▸ How to complete this task:
Report each line of the entries below that includes "return".

Excerpts from a dataset
────────
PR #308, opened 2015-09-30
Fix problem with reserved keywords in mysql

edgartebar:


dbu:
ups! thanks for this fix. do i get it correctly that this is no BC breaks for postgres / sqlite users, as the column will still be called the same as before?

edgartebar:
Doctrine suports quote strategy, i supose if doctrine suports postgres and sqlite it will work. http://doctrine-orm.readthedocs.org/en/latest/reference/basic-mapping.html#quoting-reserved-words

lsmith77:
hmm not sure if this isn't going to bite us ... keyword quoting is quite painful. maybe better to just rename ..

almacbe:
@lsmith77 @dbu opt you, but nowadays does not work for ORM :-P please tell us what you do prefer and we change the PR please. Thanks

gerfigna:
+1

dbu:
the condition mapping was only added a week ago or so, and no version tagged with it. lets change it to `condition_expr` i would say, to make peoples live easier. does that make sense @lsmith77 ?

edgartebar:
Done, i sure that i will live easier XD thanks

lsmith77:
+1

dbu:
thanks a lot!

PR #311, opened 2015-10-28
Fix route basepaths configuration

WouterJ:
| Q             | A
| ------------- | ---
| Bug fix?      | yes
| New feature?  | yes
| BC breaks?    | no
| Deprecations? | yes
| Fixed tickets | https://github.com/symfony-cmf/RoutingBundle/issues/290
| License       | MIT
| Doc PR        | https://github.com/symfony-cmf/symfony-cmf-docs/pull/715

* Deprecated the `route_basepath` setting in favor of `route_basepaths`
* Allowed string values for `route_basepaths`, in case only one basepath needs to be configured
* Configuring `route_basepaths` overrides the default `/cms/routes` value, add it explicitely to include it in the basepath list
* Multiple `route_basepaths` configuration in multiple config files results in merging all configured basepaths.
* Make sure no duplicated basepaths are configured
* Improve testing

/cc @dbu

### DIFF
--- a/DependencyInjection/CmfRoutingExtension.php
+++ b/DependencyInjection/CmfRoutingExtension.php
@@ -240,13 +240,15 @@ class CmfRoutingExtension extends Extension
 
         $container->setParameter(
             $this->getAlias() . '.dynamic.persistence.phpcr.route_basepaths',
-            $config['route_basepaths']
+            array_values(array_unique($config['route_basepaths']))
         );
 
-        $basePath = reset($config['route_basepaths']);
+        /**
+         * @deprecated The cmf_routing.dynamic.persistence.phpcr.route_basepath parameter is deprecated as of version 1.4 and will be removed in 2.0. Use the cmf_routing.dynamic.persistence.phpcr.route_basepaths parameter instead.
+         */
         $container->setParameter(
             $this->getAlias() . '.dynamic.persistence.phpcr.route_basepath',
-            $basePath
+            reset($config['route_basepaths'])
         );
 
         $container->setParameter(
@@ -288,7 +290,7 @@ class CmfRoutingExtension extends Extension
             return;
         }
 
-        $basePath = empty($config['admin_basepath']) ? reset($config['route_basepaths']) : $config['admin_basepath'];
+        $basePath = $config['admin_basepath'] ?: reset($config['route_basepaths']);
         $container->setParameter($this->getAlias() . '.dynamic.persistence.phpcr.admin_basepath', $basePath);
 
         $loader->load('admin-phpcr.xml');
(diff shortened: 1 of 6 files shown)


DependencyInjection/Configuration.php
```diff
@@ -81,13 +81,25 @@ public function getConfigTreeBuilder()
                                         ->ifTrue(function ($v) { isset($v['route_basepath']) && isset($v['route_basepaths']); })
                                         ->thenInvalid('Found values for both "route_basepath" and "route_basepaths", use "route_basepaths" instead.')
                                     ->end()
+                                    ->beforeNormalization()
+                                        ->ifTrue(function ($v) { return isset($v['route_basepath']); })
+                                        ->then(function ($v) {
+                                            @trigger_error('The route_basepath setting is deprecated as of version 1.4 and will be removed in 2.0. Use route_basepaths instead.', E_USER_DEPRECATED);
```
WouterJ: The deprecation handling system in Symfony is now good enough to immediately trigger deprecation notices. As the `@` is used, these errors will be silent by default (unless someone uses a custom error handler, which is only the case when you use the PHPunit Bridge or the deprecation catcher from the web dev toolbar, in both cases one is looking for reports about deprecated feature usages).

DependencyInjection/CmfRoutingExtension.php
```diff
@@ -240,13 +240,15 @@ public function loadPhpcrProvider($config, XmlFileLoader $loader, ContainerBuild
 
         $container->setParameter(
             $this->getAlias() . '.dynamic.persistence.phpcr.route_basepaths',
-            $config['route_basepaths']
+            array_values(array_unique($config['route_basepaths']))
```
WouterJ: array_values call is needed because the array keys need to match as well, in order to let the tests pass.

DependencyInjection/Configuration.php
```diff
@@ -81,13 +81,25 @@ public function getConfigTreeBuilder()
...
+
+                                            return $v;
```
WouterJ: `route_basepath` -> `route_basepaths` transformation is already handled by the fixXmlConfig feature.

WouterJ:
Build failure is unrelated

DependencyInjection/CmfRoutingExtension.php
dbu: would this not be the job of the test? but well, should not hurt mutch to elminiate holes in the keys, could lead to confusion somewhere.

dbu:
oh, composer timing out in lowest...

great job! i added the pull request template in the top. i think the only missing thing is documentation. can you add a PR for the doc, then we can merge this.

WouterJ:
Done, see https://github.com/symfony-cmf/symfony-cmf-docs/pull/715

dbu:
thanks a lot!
────────
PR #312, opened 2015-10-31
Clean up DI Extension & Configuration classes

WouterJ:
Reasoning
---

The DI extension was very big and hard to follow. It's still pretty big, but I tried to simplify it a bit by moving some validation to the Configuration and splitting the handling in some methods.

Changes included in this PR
────────
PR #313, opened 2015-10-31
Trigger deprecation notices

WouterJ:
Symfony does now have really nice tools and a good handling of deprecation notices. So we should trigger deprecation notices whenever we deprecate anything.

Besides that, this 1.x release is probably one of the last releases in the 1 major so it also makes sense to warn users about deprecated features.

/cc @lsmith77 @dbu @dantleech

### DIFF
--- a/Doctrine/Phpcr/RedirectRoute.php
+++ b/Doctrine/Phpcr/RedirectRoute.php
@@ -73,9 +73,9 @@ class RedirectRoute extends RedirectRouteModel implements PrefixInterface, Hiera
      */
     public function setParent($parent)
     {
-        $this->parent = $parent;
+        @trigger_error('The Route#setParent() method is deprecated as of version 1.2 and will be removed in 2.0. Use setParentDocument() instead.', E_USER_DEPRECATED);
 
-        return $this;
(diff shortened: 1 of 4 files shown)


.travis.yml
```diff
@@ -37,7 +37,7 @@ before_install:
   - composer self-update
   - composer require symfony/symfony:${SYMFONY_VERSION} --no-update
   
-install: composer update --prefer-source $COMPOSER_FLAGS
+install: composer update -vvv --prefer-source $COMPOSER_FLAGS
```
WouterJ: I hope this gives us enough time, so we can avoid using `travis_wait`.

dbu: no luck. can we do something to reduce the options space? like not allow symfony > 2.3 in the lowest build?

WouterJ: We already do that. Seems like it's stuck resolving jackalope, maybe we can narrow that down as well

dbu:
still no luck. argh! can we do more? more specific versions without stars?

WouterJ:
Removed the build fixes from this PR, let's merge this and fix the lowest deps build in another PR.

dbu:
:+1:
────────
▸ Expected answer:
             return;
+                                        ->ifTrue(function ($v) { return isset($v['route_basepath']); })
+                                            return $v;
-        return $this;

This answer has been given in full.